*What the task asks*: Report every line of the records beneath this task that holds the string "yarnpkg".

*Entries provided*:

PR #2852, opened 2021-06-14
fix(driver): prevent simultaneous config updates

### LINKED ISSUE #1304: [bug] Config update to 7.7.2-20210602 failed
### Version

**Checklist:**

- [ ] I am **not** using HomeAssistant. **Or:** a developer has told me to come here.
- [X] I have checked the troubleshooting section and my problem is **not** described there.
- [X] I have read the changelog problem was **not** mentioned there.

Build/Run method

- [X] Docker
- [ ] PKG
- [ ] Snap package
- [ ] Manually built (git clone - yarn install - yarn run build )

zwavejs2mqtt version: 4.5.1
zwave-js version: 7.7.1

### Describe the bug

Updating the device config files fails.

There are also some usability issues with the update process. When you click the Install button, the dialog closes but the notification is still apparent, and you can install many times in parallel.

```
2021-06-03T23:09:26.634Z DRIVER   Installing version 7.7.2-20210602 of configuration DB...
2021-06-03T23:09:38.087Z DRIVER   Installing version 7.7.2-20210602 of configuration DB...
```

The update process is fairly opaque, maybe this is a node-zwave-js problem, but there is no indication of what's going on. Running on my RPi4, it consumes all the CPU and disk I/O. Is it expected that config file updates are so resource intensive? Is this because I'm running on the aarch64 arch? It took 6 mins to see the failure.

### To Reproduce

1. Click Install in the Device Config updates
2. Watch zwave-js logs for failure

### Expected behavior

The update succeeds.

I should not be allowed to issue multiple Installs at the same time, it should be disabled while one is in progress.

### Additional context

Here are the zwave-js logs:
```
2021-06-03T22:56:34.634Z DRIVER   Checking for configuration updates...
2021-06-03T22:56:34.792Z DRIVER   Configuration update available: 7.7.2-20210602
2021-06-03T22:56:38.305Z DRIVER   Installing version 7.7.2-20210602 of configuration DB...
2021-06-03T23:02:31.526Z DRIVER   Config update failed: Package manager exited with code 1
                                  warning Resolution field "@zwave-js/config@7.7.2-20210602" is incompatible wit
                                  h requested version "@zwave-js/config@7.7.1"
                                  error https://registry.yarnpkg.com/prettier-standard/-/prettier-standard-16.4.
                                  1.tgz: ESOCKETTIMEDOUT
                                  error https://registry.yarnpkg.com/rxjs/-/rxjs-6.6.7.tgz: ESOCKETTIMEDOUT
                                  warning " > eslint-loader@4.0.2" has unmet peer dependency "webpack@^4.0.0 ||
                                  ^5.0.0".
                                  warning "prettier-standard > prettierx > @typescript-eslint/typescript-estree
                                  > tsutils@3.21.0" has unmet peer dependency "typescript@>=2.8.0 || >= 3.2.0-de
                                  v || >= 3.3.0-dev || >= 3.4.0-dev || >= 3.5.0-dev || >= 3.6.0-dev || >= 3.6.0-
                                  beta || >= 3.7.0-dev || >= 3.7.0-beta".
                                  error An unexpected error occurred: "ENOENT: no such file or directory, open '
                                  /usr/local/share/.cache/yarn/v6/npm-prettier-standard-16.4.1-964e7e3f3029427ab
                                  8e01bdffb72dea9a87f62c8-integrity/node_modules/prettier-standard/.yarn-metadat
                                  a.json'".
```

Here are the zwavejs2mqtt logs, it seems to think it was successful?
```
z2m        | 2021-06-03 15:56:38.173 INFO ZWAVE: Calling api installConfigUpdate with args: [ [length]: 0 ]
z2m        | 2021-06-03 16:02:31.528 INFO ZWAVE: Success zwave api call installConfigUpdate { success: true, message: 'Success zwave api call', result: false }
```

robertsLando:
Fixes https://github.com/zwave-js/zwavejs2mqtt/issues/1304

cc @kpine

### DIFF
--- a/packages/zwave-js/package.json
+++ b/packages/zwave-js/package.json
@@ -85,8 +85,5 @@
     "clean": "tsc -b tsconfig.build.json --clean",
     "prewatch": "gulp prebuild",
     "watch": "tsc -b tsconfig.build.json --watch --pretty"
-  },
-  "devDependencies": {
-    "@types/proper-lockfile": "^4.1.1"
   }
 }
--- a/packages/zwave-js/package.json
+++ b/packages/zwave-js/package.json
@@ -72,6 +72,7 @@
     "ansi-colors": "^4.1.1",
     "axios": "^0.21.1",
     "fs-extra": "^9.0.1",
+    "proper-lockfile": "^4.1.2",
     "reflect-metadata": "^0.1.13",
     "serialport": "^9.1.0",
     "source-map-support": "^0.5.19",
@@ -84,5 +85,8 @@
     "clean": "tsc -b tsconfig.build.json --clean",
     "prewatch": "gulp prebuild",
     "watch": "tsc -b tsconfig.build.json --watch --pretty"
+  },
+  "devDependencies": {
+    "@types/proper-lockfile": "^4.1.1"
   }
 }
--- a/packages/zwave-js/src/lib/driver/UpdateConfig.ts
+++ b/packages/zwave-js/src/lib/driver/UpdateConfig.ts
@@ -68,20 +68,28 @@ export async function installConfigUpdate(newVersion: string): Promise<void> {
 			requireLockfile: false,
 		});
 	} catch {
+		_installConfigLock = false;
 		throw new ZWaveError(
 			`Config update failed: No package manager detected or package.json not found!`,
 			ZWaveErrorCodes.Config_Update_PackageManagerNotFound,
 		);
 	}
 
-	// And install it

*Task response*:
                                  error https://registry.yarnpkg.com/prettier-standard/-/prettier-standard-16.4.
                                  error https://registry.yarnpkg.com/rxjs/-/rxjs-6.6.7.tgz: ESOCKETTIMEDOUT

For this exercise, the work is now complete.